((

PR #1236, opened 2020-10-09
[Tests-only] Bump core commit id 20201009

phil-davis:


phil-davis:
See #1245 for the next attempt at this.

))
((

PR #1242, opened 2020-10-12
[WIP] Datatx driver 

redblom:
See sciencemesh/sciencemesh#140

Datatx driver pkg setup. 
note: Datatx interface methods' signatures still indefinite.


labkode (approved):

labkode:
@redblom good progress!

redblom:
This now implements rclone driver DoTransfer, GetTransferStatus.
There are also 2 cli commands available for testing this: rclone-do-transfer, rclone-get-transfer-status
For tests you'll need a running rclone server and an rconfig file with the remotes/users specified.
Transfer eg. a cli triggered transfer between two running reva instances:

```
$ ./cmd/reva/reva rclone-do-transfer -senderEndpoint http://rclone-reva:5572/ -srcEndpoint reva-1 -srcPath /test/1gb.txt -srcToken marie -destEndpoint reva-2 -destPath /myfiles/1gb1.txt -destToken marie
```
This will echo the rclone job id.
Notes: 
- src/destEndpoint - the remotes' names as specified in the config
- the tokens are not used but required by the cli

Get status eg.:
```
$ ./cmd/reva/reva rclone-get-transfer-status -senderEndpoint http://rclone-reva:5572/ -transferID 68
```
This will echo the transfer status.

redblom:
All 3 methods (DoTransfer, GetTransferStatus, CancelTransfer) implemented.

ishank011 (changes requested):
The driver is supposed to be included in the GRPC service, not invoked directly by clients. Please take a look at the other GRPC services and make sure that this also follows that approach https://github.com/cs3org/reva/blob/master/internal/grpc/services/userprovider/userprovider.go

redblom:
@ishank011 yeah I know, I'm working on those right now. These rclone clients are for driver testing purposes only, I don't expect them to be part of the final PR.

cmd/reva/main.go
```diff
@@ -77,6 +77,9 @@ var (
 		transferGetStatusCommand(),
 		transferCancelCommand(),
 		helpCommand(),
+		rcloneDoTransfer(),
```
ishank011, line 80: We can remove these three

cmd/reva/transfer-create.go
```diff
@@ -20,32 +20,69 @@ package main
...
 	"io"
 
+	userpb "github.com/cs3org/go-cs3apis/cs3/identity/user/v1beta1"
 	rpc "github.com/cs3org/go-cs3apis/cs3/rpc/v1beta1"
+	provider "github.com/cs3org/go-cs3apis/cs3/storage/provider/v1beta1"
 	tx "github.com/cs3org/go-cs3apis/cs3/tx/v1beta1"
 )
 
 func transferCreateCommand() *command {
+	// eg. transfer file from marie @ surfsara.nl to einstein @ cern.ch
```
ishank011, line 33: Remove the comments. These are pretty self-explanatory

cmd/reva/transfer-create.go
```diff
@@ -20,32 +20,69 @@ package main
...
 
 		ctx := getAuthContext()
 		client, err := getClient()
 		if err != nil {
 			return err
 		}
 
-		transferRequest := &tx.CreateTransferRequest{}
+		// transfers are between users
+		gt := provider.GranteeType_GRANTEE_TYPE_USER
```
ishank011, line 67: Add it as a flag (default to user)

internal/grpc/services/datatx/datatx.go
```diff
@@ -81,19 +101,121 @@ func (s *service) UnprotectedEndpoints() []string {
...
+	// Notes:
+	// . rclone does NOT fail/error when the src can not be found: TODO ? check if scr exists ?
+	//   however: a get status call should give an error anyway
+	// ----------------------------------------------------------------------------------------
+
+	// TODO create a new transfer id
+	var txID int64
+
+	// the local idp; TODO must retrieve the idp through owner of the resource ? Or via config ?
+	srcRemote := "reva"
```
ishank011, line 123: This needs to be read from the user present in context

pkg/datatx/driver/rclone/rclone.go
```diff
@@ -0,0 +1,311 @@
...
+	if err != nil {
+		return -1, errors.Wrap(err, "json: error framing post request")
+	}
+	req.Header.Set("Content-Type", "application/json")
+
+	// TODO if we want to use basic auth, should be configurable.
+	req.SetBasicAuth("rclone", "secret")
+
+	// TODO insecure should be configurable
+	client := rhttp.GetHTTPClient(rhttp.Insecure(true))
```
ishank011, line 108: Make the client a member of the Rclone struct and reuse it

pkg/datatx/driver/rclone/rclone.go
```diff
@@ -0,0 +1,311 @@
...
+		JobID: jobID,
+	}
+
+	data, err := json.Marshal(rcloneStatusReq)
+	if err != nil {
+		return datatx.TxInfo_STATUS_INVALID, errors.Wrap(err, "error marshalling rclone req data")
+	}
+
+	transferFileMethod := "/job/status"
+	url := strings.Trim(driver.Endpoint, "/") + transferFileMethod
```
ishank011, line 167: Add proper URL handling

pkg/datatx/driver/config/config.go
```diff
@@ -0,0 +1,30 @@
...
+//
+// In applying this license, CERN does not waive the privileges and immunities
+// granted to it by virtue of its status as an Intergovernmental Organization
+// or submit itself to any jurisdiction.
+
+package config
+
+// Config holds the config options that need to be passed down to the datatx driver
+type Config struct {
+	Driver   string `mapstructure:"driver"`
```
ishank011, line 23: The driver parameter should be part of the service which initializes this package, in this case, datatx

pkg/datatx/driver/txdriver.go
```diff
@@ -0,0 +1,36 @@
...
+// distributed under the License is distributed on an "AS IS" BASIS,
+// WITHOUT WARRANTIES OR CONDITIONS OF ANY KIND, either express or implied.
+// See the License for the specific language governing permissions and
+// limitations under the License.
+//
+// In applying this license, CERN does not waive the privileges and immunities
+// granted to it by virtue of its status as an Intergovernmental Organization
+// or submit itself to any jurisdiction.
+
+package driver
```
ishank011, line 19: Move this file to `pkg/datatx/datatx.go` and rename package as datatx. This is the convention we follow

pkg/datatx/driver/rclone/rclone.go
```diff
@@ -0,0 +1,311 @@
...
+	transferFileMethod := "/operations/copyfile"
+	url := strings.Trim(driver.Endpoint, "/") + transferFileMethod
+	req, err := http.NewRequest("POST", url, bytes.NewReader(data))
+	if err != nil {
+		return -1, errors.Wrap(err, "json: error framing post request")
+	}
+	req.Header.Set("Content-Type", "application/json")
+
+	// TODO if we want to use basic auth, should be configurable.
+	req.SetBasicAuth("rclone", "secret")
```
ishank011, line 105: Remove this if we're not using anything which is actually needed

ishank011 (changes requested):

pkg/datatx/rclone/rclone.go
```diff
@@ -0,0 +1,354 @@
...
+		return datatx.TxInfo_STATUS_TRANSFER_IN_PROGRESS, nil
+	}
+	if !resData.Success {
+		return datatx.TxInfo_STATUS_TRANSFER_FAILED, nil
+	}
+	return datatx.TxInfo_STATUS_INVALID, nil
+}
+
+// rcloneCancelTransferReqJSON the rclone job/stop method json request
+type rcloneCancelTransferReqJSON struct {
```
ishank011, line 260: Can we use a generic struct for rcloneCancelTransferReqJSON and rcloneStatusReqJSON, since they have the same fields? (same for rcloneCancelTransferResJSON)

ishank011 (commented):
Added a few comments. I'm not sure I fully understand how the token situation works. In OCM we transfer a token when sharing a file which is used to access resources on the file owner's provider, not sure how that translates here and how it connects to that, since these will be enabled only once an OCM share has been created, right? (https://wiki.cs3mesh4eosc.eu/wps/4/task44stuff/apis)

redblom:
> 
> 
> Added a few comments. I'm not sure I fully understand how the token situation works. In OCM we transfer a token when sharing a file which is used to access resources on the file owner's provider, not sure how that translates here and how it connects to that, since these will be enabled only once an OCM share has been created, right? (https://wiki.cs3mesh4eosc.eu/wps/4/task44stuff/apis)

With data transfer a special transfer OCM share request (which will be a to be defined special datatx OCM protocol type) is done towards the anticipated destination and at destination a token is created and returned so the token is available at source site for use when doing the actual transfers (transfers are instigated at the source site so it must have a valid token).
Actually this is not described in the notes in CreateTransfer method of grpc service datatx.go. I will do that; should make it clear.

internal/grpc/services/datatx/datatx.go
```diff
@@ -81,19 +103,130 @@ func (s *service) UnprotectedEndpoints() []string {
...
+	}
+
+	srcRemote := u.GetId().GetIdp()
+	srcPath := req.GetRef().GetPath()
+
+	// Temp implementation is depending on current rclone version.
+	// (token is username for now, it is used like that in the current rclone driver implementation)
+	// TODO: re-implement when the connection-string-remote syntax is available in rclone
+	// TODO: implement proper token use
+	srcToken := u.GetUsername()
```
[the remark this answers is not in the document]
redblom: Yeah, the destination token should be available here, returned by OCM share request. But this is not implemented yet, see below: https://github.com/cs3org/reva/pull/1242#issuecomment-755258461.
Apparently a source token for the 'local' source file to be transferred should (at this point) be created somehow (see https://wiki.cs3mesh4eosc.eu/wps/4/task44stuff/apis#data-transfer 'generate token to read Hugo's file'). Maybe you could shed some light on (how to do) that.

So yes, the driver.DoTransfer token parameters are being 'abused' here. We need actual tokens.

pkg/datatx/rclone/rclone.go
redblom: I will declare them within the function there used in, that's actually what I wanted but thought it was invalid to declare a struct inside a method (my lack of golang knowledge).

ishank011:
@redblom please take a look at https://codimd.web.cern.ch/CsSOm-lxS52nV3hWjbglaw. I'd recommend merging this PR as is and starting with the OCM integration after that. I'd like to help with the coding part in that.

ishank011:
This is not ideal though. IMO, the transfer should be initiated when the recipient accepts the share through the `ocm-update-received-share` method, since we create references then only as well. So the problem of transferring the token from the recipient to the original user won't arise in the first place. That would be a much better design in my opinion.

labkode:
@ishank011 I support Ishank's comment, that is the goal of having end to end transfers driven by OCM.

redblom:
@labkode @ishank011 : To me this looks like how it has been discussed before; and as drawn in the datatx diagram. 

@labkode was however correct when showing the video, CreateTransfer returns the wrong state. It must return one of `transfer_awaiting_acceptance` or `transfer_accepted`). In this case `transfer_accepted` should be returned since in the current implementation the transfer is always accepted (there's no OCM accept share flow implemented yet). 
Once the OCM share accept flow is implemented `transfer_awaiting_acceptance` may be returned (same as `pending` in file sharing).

))

* **What to do**
The answer must consist of every line from the data that holds the string "running".

* **Exercise solution**
For tests you'll need a running rclone server and an rconfig file with the remotes/users specified.
Transfer eg. a cli triggered transfer between two running reva instances:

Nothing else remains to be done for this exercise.